By taking such drastic action earlier today, Russia’s central bank may have given markets a reason to panic further. Even after the interest rate hike, it will leave Russia facing a stark choice. It must either let the rouble continue to fall in open trading (a fate for many leading oil-exporting countries, including Norway, which may benefit the Norwegian push to curb inflation) or introduce strict currency controls that would be difficult to maintain and discourage investment. The former route wouldn’t necessarily be catastrophic, because of Russia’s ample foreign currency reserves. But it would nevertheless increase the price of imports at a time when Russia’s economy is already starting to feel the sting of tanking oil prices, which have dropped from over $100 a barrel in July to nearly $60 today. That’s well-below the ‘break-even’ price that Russia will otherwise require next year (around $105) to balance its budget, which derives around half of its revenue from oil and natural gas proceeds. At current oil prices, which may fall further, Russia should expect a 2% GDP contraction next year. Today’s events follow a decision earlier this week to cancel a proposed ‘South Stream’ gas pipeline through Bulgaria and southern Europe that EU officials opposed and that became a key issue in Bulgarian national elections two months ago.

kudrinPhoto credit to RIA Novosti / Kirill Kallinikov.

Increasingly, Alexei Kudrin (pictured above), Russia’s finance minister between 2000 and 2011, has taken a critical line with respect to Moscow’s current economic policy. Medvedev essentially fired the globally respected Kudrin three years ago when, despite the 2008-09 global financial crisis, oil prices had largely recovered, stabilizing Russia’s public finances.  Kudrin recently criticized Putin’s increasingly populist and conservative approach to politics, and he argues that Russia should focus on more liberal political and civil rights, lower taxes, deregulation, and a turn away from exports to the West in favor of exploration of Arctic and far eastern resources.

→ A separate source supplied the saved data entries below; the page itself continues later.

PR #94, opened 2024-02-15
submits_for + restricted status 

willronchetti:
- Adds support for submits_for ie: restricting data submission/editing to particular users
- Adds support for restricted status, the same as released but looks for a special group `dbgap` (or `admin`) when executing a download


src/encoded/types/submission_center.py
```diff
@@ -17,3 +17,12 @@ class SubmissionCenter(Item):
     item_type = 'submission_center'
     schema = load_schema('encoded:schemas/submission_center.json')
     embedded_list = []
+
+    def __ac_local_roles__(self):
+        """This creates roles that the submission center item needs so it can be edited & viewed"""
+        roles = {}
+        sc_submitters = 'submits_for.%s' % self.uuid
+        roles[sc_submitters] = SUBMISSION_CENTER_SUBMITTER
+        sc_member = 'submission_centers.%s' % self.uuid
```
dmichaels-harvard, line 26: Just minor Python question: curious why using this % style string formatting rather than f-string?

dmichaels-harvard (approved):

src/encoded/types/acl.py
```diff
@@ -102,12 +109,14 @@
...
 ALLOW_OWNER_EDIT_ACL: Acl = [
-    (Allow, 'role.owner', ['edit', 'view', 'view_details']),
+    (Allow, OWNER_ROLE, ['edit', 'view', 'view_details']),
 ] + ONLY_ADMIN_VIEW_ACL
 
 # These two ACLs allow item editing
 SUBMISSION_CENTER_MEMBER_EDIT_ACL: Acl = [
-    (Allow, SUBMISSION_CENTER_RW, ['view', 'edit'])
+    # Note that only submitters can edit
+    (Allow, SUBMITTER_ROLE, ['edit']),
```
drio18, line 118: Should this include `view` as well? I believe a User can now upload things for a center to which they don't belong. May be useful to include some kind of validation on User to prevent this if it's an undesirable state.

src/encoded/types/file.py
```diff
@@ -163,9 +164,23 @@ def post_upload(context, request):
...
 
+def validate_user_has_protected_access(request):
+    """ Validates that the user who executed the request context either is
+        an admin or has the dbgap group
+    """
+    principals = request.effective_principals
+    if 'group.admin' in principals or 'group.dbgap' in principals:
+        return True
+    else:
+        return False
```
drio18, line 175: Consider simplifying.
```suggestion
    return False
```

src/encoded/types/file.py
```diff
@@ -163,9 +164,23 @@ def post_upload(context, request):
...
+
+
 @view_config(name='download', context=File, request_method='GET',
              permission='view', subpath_segments=[0, 1])
 def download(context, request):
+    if context.properties.get('status') == 'restricted' and not validate_user_has_protected_access(request):
+        raise HTTPForbidden('This is a restricted file not available for download without dbGAP approval, '
```
drio18, line 182:
```suggestion
        raise HTTPForbidden('This is a restricted file not available for download without dbGAP approval. '
```

src/encoded/authorization.py
```diff
@@ -113,8 +113,12 @@ def add_principal(principal):
 
     # SMaHT Specific stuff begins here (consortium and submission center)
     submission_centers = user_properties.get('submission_centers', [])
+    submits_for = user_properties.get('submits_for', [])
+    if submits_for:
+        principals.append('group.submitter')
+        principals.extend(f'submits_for.{submission_center}' for submission_center in submits_for)
     if submission_centers:
-        add_principal('role.submission_center_member_create')  # for add/create permissions
+        # add_principal('role.submission_center_member_create')  # for add/create permissions
```
drio18, line 121: Consider removing line.

src/encoded/tests/test_permissions.py
```diff
@@ -272,10 +290,11 @@ def test_submission_center_can_edit_file(test_submission_center, submission_cent
         'obsolete',
         'archived',
         'deleted',
-        'public'
+        'public',
+        'restricted'
     ])
     def test_submission_center_cannot_edit_file(test_submission_center, submission_center_user_app, released_file,
```
drio18, line 296: This test should probably be supplemented/duplicated for an app with a user of the same submission center but lacking the appropriate `submits_for` association to ensure no creation or edit.

src/encoded/types/file.py
```diff
@@ -163,9 +164,23 @@ def post_upload(context, request):
     return CorePostUpload(context, request)
 
 
+def validate_user_has_protected_access(request):
+    """ Validates that the user who executed the request context either is
+        an admin or has the dbgap group
```
drio18, line 169: Should this also allow people from the file's SubmissionCenter(s) to download? Not sure if that's desirable, though it seems intuitive; probably at least the person who uploaded the file should have perms to download it?

src/encoded/types/base.py
```diff
@@ -145,6 +145,9 @@ class Item(SnovaultItem):
         'released': acl.ALLOW_CONSORTIUM_MEMBER_VIEW_ACL,
         # Everyone can view - restricted to specific items via schemas.
         'public': acl.ALLOW_EVERYONE_VIEW_ACL,
+        # Intended to do additional computation to determine if download
+        # is allowed if it's a downloadable file, otherwise same as "released"
+        'restricted': acl.ALLOW_CONSORTIUM_MEMBER_VIEW_ACL,
```
drio18, line 150: This somewhat overlaps with the [existing property](https://github.com/smaht-dac/smaht-portal/blob/main/src/encoded/schemas/mixins.json#L278-L288) for access (that does nothing). Perhaps can turn it into a calculated property based on status now?

drio18 (commented):
Looks good. I think some of these changes warrant further testing, if I understand what's going on correctly. Also, looks like these changes obviate the necessity of a protected data consortium, as that permissioning has been relegated to the User groups now. Please correct me if that's wrong here.

src/encoded/types/base.py
willronchetti: Not sure I understand this comment?

drio18: For the benchmarking release, we added a dummy property on files `access_status` that indicates whether the file is designated open or restricted (I set it manually for the currently released files). Now that we have this status, may make sense to replace that property with a calculated property such that certain `status` values are correspond to`open` (such as `public` and `released`) and `restricted` corresponds to `Protected`. Maybe shouldn't implement this now and just keep as a dummy value until the dbgap stuff is in place; not sure on the timing.

willronchetti: Oh I see what you mean, I'll make this a calc-prop then as you suggest

src/encoded/schemas/user.json
```diff
@@ -65,6 +66,19 @@
         },
         "time_zone": {
             "$merge": "snovault:schemas/user.json#/properties/timezone"
+        },
+        "submits_for": {
+            "title": "Submits for",
+            "description": "Submission Centers a user is authorized to submit data for.",
+            "type": "array",
+            "permission": "restricted_fields",
+            "lookup": 70,
```
drio18, line 75: What does this do? I eliminated many of these in encoded-core and when porting from elsewhere; perhaps that was a mistake.

src/encoded/tests/test_permissions.py
```diff
@@ -607,6 +734,21 @@ def test_user_submission_center_consistency_alternate_id(testapp, test_submissio
...
+        consortia member can view it
+    """
+    atid = restricted_file['@id']
+    res = testapp.get(f'/{atid}@@download', status=307).json
+    assert 'smaht-unit-testing-wfout.s3.amazonaws.com' in res['message']
+    anontestapp.get(f'/{atid}@@download', status=403)
+    submission_center_user_app.get(f'/{atid}@@download', status=403)
+    testapp.patch_json(f'/{submission_center_user_app.extra_environ["REMOTE_USER"]}', {'groups': ['dbgap']})
+    res = submission_center_user_app.get(f'/{atid}@@download', status=307).json
+    assert 'smaht-unit-testing-wfout.s3.amazonaws.com' in res['message']
```
drio18, line 749: Consider removing as now redundant with `test_dbgap_group_with_restricted_status` above (or removing that test).

drio18 (approved):

src/encoded/schemas/user.json
willronchetti: `lookup` is used to order fields in the submission view (when you edit an item on the portal), but this is a carry over from fourfront and could probably be removed, especially if all the others have. We don't use the submission view a lot but it can be useful in certain situations. Not sure we need to add them back at this time.

src/encoded/types/file.py
aschroed: We do not allow that in 4DN - once a file is restricted status no one but admin can download it - however, use case may be different for SMaHT - we only set this status upon data release.

aschroed: is the dbgap group too general?  Is there additional control based on which study or does/will not that apply?

aschroed: Not for download but we do have a read-only-admin group but again not specific - anyone with that group can view - which is why I raised the question.
In 4DN if something is 'in review by lab' or 'uploaded' status then only a member of the Lab linked to a file/item can view/download it but that case is a bit different.

willronchetti: The assumption I've made here is that users who are submitting protected data would have the `dbgap` group, and that there is only one set of files for this purpose, so a single group suffices. This does definitely differ from 4DN, those with access to the protected data will be able to download it, while it is still viewable but not downloadable by those who do not have access.

aschroed: may be relevant and this is something we don't use a lot and is kind of a pain but we do have 'viewing_groups'  and Andrea needed a mechanism to share a non-released item with a select group of people who otherwise did not share a lab, award or other attribute so there is a mixin property called 'viewable_by' that is a string that is matched with a user.viewing_group and allows view of that item.  Could potentially be adapted for download but is clunky and there is likely a better way.  

Will I'm not sure I understand - is the eventual plan to have the restricted data elsewhere for download through dbgap so this group only applies to submitters?  Or if not will all the SMaHT data fall under the same dbgap study so as long as a user is approved for dbgap they can download any restricted file on the portal?

willronchetti: To my understanding, there will be 1 dbGaP study for SMaHT and it is binary choice whether they have it or not hence the single group. We will be storing this data ourselves and giving folks access to it through our portal, though I do think eventually moving data to SRA or ANViL was discussed previously as well.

In recent months, Kudrin has stoked speculation that he could return to government, and his return as finance minister would go a long way to reassuring financial markets. But it would also signal that Putin intends to roll back his increasingly authoritarian and nationalist edge. That, in turn, could fatally weaken Putin and embolden his critics, paving the way for the kind of widespread popular protests that followed the flawed December 2011 parliamentary elections.

But if the Putin theorem translates to an inverse relationship between economic growth and nationalist aggression, it means that Kudrin will remain on the sidelines, and Ukraine and the ‘near-abroad’ could face even more geopolitical instability in 2015.

One thought on “Why the West shouldn’t root for Russia’s rouble freefall”

  1. I don’t think Russia’s aggression is rising as Russia’s economy deteriorates. To the contrary, Russia’s aggression against both Georgia and Ukraine coincide with peaks in oil prices.